| Activity |
From the entries, copy out every line in which the word "allows" is found.

Source records:
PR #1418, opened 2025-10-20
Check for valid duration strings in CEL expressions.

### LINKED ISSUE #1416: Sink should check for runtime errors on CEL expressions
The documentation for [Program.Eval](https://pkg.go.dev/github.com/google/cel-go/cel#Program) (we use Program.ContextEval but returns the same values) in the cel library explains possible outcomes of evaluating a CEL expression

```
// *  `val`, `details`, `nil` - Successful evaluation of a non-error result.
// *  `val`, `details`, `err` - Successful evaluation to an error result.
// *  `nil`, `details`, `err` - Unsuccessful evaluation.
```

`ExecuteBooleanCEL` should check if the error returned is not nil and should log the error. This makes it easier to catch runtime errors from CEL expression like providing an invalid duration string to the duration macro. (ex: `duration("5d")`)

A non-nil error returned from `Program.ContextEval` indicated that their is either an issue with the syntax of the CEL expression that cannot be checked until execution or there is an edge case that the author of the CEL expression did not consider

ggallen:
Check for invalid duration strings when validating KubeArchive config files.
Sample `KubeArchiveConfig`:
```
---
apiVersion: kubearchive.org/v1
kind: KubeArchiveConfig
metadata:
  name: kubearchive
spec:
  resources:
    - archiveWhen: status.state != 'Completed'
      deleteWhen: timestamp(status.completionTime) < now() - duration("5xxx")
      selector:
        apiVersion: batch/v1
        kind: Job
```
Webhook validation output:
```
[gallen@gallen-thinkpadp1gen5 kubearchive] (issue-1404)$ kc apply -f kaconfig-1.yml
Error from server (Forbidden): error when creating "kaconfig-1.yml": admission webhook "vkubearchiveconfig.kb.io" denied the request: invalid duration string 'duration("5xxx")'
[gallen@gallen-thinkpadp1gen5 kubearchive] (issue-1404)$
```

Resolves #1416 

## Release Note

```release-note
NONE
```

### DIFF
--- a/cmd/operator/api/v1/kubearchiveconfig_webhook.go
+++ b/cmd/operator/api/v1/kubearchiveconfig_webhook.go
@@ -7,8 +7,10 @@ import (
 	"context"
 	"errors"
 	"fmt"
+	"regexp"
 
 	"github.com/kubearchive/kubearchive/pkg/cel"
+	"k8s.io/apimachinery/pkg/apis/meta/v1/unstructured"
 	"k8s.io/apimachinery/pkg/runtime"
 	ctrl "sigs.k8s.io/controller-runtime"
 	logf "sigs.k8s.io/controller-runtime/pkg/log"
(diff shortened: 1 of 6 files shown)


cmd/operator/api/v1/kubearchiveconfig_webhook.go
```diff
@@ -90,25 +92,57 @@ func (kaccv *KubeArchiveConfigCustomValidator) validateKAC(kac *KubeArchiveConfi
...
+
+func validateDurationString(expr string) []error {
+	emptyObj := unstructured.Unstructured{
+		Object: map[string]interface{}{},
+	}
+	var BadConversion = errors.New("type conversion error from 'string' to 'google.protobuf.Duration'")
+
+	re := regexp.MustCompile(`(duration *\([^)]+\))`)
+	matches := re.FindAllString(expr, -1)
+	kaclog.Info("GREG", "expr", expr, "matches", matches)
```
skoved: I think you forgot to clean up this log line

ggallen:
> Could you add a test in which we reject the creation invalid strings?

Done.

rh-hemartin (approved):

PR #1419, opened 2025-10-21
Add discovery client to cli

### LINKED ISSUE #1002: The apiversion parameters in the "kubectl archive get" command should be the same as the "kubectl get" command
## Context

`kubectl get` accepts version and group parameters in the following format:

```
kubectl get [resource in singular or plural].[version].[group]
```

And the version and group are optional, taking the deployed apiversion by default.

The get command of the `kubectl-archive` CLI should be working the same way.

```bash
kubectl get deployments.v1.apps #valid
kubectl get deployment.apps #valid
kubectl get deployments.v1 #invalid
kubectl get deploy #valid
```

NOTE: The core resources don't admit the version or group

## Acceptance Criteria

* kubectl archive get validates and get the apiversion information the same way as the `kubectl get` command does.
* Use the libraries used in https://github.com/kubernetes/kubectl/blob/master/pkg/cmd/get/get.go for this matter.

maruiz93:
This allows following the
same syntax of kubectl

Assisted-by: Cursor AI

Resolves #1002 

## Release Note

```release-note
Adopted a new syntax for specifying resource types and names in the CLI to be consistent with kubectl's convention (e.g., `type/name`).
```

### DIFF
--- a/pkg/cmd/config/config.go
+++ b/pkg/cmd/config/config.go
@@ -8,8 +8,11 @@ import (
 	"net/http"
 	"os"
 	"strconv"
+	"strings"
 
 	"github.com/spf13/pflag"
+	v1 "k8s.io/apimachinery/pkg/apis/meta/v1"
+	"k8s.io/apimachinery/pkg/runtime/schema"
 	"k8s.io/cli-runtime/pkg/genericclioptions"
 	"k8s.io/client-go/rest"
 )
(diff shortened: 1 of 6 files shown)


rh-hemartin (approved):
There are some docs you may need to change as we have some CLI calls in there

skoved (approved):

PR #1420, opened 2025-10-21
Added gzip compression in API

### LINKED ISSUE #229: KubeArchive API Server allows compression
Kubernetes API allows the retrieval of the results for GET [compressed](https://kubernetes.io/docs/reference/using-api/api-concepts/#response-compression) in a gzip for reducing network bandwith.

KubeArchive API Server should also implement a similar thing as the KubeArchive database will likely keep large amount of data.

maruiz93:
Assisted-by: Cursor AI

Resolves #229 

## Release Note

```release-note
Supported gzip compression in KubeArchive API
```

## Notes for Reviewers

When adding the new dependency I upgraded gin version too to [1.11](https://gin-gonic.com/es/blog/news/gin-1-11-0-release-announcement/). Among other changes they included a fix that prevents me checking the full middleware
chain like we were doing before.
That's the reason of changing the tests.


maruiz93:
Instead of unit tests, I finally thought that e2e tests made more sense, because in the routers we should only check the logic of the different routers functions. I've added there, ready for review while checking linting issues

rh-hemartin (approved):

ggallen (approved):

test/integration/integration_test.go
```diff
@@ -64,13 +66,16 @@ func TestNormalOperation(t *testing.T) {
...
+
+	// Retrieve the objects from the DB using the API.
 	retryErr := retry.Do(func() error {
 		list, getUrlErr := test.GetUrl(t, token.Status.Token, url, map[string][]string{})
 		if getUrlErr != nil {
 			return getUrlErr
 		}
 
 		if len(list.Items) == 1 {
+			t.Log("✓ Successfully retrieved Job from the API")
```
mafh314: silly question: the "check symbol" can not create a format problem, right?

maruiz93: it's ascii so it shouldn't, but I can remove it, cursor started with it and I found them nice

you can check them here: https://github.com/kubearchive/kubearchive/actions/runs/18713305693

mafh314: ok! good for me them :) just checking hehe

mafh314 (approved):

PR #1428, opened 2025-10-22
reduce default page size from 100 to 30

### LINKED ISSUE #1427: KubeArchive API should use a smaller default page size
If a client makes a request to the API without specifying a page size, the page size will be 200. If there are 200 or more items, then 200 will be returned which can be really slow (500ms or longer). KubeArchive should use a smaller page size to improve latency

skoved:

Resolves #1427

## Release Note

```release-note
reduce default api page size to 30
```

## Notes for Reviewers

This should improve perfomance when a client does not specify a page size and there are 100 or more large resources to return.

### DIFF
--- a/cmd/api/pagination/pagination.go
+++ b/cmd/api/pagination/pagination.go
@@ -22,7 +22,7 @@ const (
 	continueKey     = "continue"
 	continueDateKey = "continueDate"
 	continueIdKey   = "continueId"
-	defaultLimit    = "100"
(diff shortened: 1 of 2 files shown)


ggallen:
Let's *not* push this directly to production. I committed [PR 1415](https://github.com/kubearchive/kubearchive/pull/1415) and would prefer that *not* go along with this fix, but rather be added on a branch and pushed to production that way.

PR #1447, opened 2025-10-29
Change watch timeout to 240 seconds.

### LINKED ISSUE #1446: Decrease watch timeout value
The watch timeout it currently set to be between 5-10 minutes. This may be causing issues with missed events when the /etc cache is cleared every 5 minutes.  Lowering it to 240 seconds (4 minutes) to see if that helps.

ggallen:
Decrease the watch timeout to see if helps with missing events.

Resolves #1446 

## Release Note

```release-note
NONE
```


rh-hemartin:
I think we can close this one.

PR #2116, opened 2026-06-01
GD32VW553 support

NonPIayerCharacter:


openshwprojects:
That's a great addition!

| Finished exercise |
This allows following the
### LINKED ISSUE #229: KubeArchive API Server allows compression
Kubernetes API allows the retrieval of the results for GET [compressed](https://kubernetes.io/docs/reference/using-api/api-concepts/#response-compression) in a gzip for reducing network bandwith.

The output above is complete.